RESTler is designed to be easy to install and use, and easy to extend to target different types of bugs.

Design Principles

RESTler is built with these design principles:

  • Keep it simple. Simple choices are preferred to more complex ones. The code should be readable, and non-experts in the programming language(s) should be able to extend it.
  • Minimize dependencies. Dependencies can be problematic for long-term compatibility, maintenance, and ease of use. Unless there is strong justification, we tend to avoid introducing dependencies to keep things easy to install and more portable.
  • Keep it generic. RESTler implements heuristics to increase coverage of the API "out of the box" by analyzing the API specification. You may find that RESTler cannot support or does not perform well on your desired API (e.g. it uses a different specification language, different naming conventions, ...). We encourage you to open issues and discuss with us, but will only extend RESTler in a way that applies to a broad set of APIs.
  • Systematic bug hunting over unit testing. RESTler is designed as a bug finding tool, which systematically explores the space of possible request executions of an API to find more bugs. Features to support unit/functional test scenarios for APIs (e.g. fine-grained control, constraints, serializing test cases) are not the focus of the tool, and increasing complexity by adding such features should be avoided.

Support expectations

Opening Issues

  • Don't know whether you're reporting an issue or requesting a feature? File an issue
  • Have a question that you don't see answered in docs? File an issue
  • Want to know if we're planning on building a particular feature? File an issue
  • Got a great idea for a new feature? File an issue
  • Found an existing issue that describes yours? Great - up-vote and add additional info / repro steps / etc.

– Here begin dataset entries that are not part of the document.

PR #438, opened 2026-05-19
auth: add workspace zone scope foundation

qiffang:
## Summary
- Add additive meta schema for workspace-zone scoped API keys: `tenant_api_keys.scope_kind` defaults to `owner`, plus `tenant_api_key_fs_scopes` for per-key FS prefix/op rows.
- Load FS scope rows only when the resolved API key has `scope_kind = 'fs_scoped'`; legacy/owner keys do not query the new scope table.
- Add request-local `TenantScope` fields, pure in-memory `AuthorizeFS` / `AuthorizeFSPair`, scoped endpoint default-deny guard, and tests for owner compatibility, scope loading, prefix boundaries, path normalization, op semantics, and tenant-scoped row lookup.

## Scope / Non-Claims
- This is PR A foundation only. It does not expose scoped token CLI/API yet and does not wire every FS handler path check; those are split into PR B/C1/C2.
- No audit/log surface is added.
- Owner/legacy keys remain full-access and keep the hot `AuthorizeFS` fast path.

## Owner Performance Guard
- `scope_kind` is read with the existing API key row.
- Owner/legacy keys skip `ListAPIKeyFSScopes`; `TestAuthOwnerKeyDoesNotLoadFSScopes` uses a fake loader to pin this.
- `AuthorizeFS` never queries DB; it reads request-local `TenantScope` only.

Benchmark on local darwin/arm64, `go test ./pkg/server -run '^$' -bench 'BenchmarkAuthorizeFS' -benchtime=200ms -count=3`:

```text
BenchmarkAuthorizeFSOwnerToken-10    ~2.6 ns/op
BenchmarkAuthorizeFSSingleZone-10    ~150-162 ns/op
BenchmarkAuthorizeFSTenZones-10      ~446-562 ns/op
```

## Verification
- `go test ./pkg/server -run '^$' -bench 'BenchmarkAuthorizeFS' -benchtime=200ms -count=3`
- `go vet ./pkg/server ./pkg/meta`
- `go build ./cmd/drive9`

## Summary by CodeRabbit

* **New Features**
  * API keys can now be scoped to specific filesystem paths and operations
  * Filesystem-scoped API keys enforce granular access controls with configurable operations (read, write, delete, search, list)
  * Scoped API keys are denied access to protected business paths

[Review Change Stack](https://app.coderabbit.ai/change-stack/mem9-ai/drive9/pull/438?utm_source=github_walkthrough&utm_medium=github&utm_campaign=change_stack)

### DIFF
--- a/pkg/meta/meta.go
+++ b/pkg/meta/meta.go
@@ -3,7 +3,9 @@ package meta
 
 import (
 	"context"
+	"crypto/sha256"
 	"database/sql"
+	"encoding/hex"
 	"errors"
 	"fmt"
 	"sort"
@@ -14,6 +16,7 @@ import (
 	"github.com/mem9-ai/dat9/pkg/logger"
 	"github.com/mem9-ai/dat9/pkg/metrics"
 	"github.com/mem9-ai/dat9/pkg/mysqlutil"
+	"github.com/mem9-ai/dat9/pkg/pathutil"
 	"go.uber.org/zap"
 )
 
@@ -47,6 +50,13 @@ type APIKeyStatus string
 const (
 	APIKeyActive  APIKeyStatus = "active"
 	APIKeyRevoked APIKeyStatus = "revoked"
+)
+
+type APIKeyScopeKind string
+
+const (
+	APIKeyScopeKindOwner APIKeyScopeKind = "owner"
+	APIKeyScopeKindFS    APIKeyScopeKind = "fs_scoped"
 )
 
 type Tenant struct {
@@ -133,10 +143,21 @@ type APIKey struct {
 	JWTHash       string
 	TokenVersion  int
 	Status        APIKeyStatus
+	ScopeKind     APIKeyScopeKind
 	IssuedAt      time.Time
 	RevokedAt     *time.Time
 	CreatedAt     time.Time
 	UpdatedAt     time.Time
+}
+
+type APIKeyFSScope struct {
+	TenantID   string
+	APIKeyID   string
+	Prefix     string
+	PrefixHash string
+	Ops        string
+	CreatedAt  time.Time
+	UpdatedAt  time.Time
 }
 
 type TenantWithAPIKey struct {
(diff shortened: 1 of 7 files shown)


qiffang:
@adversary-1 review: **APPROVED** for PR A foundation at `0908006`, pending GitHub CI green. (I cannot submit a formal GitHub approval with the current CLI identity; posting the review result here.)

I re-reviewed the amended commit after the `rows.Close` lint fix. The owner performance invariant is structurally enforced: `scope_kind` is read with the existing API key row, owner/legacy keys do not call `ListAPIKeyFSScopes`, and `AuthorizeFS` is request-local/in-memory with the `!IsScoped` fast path. Scoped keys fail closed for non-whitelisted business endpoints, and the authorizer tests cover segment boundary, `..` normalization, `search` requiring `read`, `AuthorizeFSPair`, and cross-tenant scope-row isolation.

Local verification:
- `go test ./pkg/server -run '^$' -bench 'BenchmarkAuthorizeFS' -benchtime=200ms -count=3`
- `go vet ./pkg/server ./pkg/meta`
- `go build ./cmd/drive9`

One release-order caveat: do not merge PR B (public scoped token issuance) before C1/C2 path checks are wired. PR A is safe as foundation because scoped tokens are not publicly issuable yet; once issuance exists, FS/upload endpoints must already enforce path-level `AuthorizeFS`, otherwise a scoped token can reach whitelisted FS/upload handlers without path checks. If PR B has to land earlier, it should refuse issuing usable `fs_scoped` tokens until C1/C2 is present.

PR B should also validate scope prefixes so root access is explicit (`/` or `:/`), not an accidental empty/bare `:` prefix.

qiffang:
@adversary-1 final review: **APPROVED** for PR A foundation at `bd57bff`, pending GitHub `ci` green. (The current CLI identity cannot submit a formal GitHub approval, so posting the review result here.)

Final re-verify after the hardening commits:
- PR A now keeps `fs_scoped` keys out of all business data-plane endpoints until C1/C2 explicitly opt routes in with handler-level path authorization. This removes the unsafe intermediate state where a scoped key could reach FS/upload before path checks exist.
- Owner/legacy performance invariant still holds structurally: `scope_kind` is read with the existing API key row, owner keys do not call `ListAPIKeyFSScopes`, and `AuthorizeFS` is pure request-local state with the `!IsScoped` fast path.
- Store/parser validation is now aligned: blank prefixes and bare `:` are rejected; explicit root (`/` / `:/`) remains accepted; ops are validated at store insert and runtime parse, including `search` requiring `read`.
- Store-side prefix canonicalization and runtime authorization both use `pathutil.Canonicalize` after `:` trimming, so policy storage and request matching share the same normalization semantics.
- Cross-tenant scope lookup, segment-boundary prefix matching, escaping path rejection, `AuthorizeFSPair`, and scoped endpoint default-deny all have regression coverage.

Local verification on `bd57bff`:
- `go test ./pkg/server -run '^$' -bench 'BenchmarkAuthorizeFS' -benchtime=200ms -count=3` (owner ~2.7ns/op)
- `go vet ./pkg/server ./pkg/meta`
- `go build ./cmd/drive9`

Sequencing requirement remains: PR B must not expose usable scoped token issuance before C1/C2 path authorization wiring is merged, unless issuance is explicitly gated off.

When you hit "New Issue", select the type of issue closest to what you want to report/ask/request.

Bugs

We aim to respond to bug reports several times a week. We encourage you to contribute fixes, since we may not be able to fix all bugs in a timely manner. For non-trivial fixes, we would prefer to first discuss the approach for the fix with you before you send a PR.

Pull Requests

Contributions are welcome!

But first... If you have a question, think you've discovered an issue, would like to propose a new feature, etc., then find/file an issue BEFORE starting work to fix/implement it.

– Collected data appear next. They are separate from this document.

PR #440, opened 2026-05-19
auth: wire workspace zone write-side authorization (PR C2a)

qiffang:
## Summary

PR C2a — write-side handler wiring for Workspace Zones. PR C1 (#439) opened the read-side; this PR opens single-path write handlers (`handleWrite`, `handlePatch`, `handleAppend`, `handleCreate`, `handleMkdir`, `handleDelete`), dual-path handlers (`handleCopy`, `handleRename`), and unconditional scoped-token denial in `handleChmod`. The dispatcher whitelist is extended with action-specific allowlists for PUT/PATCH/DELETE/POST methods.

**Uploads (`/v1/uploads*`, `/v2/uploads/*`) remain dispatcher-denied for scoped tokens until PR C2b** wires their handlers + session re-authorize semantics. Per @adversary-1 + @dev-1 (msgs `08848b1a`, `32d3019f`): release-order safety — only open routes whose handlers in this PR authorize their target path.

Partial completion of task #8 (task stays open as umbrella; C2b finishes it).

## Owner perf invariant

`BenchmarkAuthorizeFSOwnerToken` = **2.08 ns/op** (unchanged from PR A's 2.7 ns/op). Owner tokens carry zero new dispatcher work — the C2a allowlist additions are scoped behind `scope.IsScoped` at `handleBusiness`, never run for owner tokens. @qiffang's red line preserved.

## Handler wiring

| Handler | Op(s) | Notes |
|---|---|---|
| `handleWrite` | `FSOpWrite` | PUT `/v1/fs/<path>` |
| `handlePatch` | `FSOpWrite` | PATCH `/v1/fs/<path>` |
| `handleAppend` | `FSOpWrite` | POST `?append=1` — **authorize BEFORE plan generation** (banked invariant: plan response leaks "this prefix is writable" even on later denial) |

Fork, Clone, Branch and Create your PR

Once you have discussed your proposed feature/fix/etc. with us, and the approach has been agreed upon, it's time to start development:

  1. Fork the repo if you haven't already
  2. Clone your fork locally
  3. Create & push a feature branch
  4. Create a Draft Pull Request (PR)
  5. Work on your changes
  6. Try to follow the existing style of the related code as closely as possible.

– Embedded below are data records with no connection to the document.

Issue #10, opened 2026-03-26
Small file write path is non-transactional — createAndWrite blob + metadata not in same transaction


qiffang:
## Current State

Design doc §8 explicitly requires atomic small file writes:

> **Atomicity**: db9's fs9 and SQL share the same TiKV transaction context — \`fs9_write()\` inside a \`BEGIN/COMMIT\` block is atomic with the metadata INSERTs.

Please see the pull request template.

When you would like us to review, mark the PR as 'Ready For Review' so that the maintainers can provide feedback. We will treat community PRs with the same level of scrutiny and rigor as commits submitted by our internal team.

Testing

For compiler and engine changes, run the existing unit tests, and add new tests to exercise your new use case. These must pass prior to merging your changes.

If you performed targeted testing, we may ask you to check in your artifacts or convert them to automated tests.

For non-trivial changes, please reach out to the maintainers to discuss your proposed design. Our unit tests do not cover some of the more complex functionality, and additional targeted testing will be needed.